Content starts
PR #1863, opened 2023-05-11
fix(textfield, stepper): button padding and focus indicator

mlogsdon18:
## Description

- Removes `padding-block-end` to fix the Express version of the Stepper button.
- Switches Textfield and Stepper to use `outline` for the focus indicator rather than an `::after` pseudo element.

### To Review/Test

- [x] Verify button icons are 10x10 and centered on both Spectrum and Express
- [x] Verify that Quiet, Disabled and all other versions still look the way that they should

### DIFF
--- a/components/stepper/index.css
+++ b/components/stepper/index.css
@@ -43,7 +43,6 @@ governing permissions and limitations under the License.
 
   /*** Button Icons - appears to adjust position ***/
   --spectrum-stepper-icon-nudge-start: 1px; /* placeholder - was var(--spectrum-global-dimension-size-10) - 1px */
-  --spectrum-stepper-icon-nudge-end: 2px; /* placeholder -was var(--spectrum-global-dimension-size-25) - 2px */
 
  /*** :AFTER - this is for the :after element labeled below as hit area, but used as focus indicator in ActionButton ***/
   --spectrum-stepper-button-offset: calc(var(--spectrum-stepper-button-width) / 2 - var(--spectrum-stepper-icon-width) / 2);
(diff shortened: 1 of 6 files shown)


jawinn (changes requested):
By switching from the `::after` psuedo outline to the `outline` property, it looks like we've lost the focus indicator style for the quiet variant, which is a single line underneath. Was that change necessary for a fix? This also affects other components using textfield such as combobox and search (_also weirdly the [search docs page on this PR site](https://pr-1863--spectrum-css.netlify.app/search.html) isn't loading right for some reason?_).
Screenshot 2023-05-15 at 2 25 27 PM

mlogsdon18:
> By switching from the `::after` psuedo outline to the `outline` property, it looks like we've lost the focus indicator style for the quiet variant, which is a single line underneath. Was that change necessary for a fix? This also affects other components using textfield such as combobox and search (_also weirdly the [search docs page on this PR site](https://pr-1863--spectrum-css.netlify.app/search.html) isn't loading right for some reason?_). Screenshot 2023-05-15 at 2 25 27 PM

What in the world I specifically made sure this was fixed.... This component has been craziness. I'll take a look

components/stepper/index.css
```diff
@@ -315,6 +295,15 @@ governing permissions and limitations under the License.
     border-radius: 0;
     inline-size: var(--mod-stepper-quiet-width, var(--spectrum-stepper-quiet-width));
 
+    &::after {
+      content: '';
+      position: absolute;
+      bottom: calc(-1 * var(--mod-stepper-focus-indicator-gap, var(--spectrum-stepper-focus-indicator-gap)) * 2);
```
jawinn, line 301: I think this should be...
```suggestion
      bottom: calc(-1 * (var(--mod-stepper-focus-indicator-gap, var(--spectrum-stepper-focus-indicator-gap)) + var(--mod-textfield-focus-indicator-width, var(--spectrum-textfield-focus-indicator-width)));
```
(Mod the focus-indicator-width to a bigger value and you'll see; this should still maintain the gap).

jawinn:
The outline appearing for quiet is fixed now, thanks.

I just pushed up a PR with the update from the last comment, and the issue I was seeing with Combobox. I used the custom property passthroughs with the mods, and it worked great!

FYI this was the issue I fixed with Combobox, when tabbing into quiet fields:
Screenshot 2023-05-15 at 5 13 16 PM

jawinn (approved):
Content ends
Required action –
Look through the entries and copy every line in which the string "search" appears.

Task response –
By switching from the `::after` psuedo outline to the `outline` property, it looks like we've lost the focus indicator style for the quiet variant, which is a single line underneath. Was that change necessary for a fix? This also affects other components using textfield such as combobox and search (_also weirdly the [search docs page on this PR site](https://pr-1863--spectrum-css.netlify.app/search.html) isn't loading right for some reason?_).
> By switching from the `::after` psuedo outline to the `outline` property, it looks like we've lost the focus indicator style for the quiet variant, which is a single line underneath. Was that change necessary for a fix? This also affects other components using textfield such as combobox and search (_also weirdly the [search docs page on this PR site](https://pr-1863--spectrum-css.netlify.app/search.html) isn't loading right for some reason?_). Screenshot 2023-05-15 at 2 25 27 PM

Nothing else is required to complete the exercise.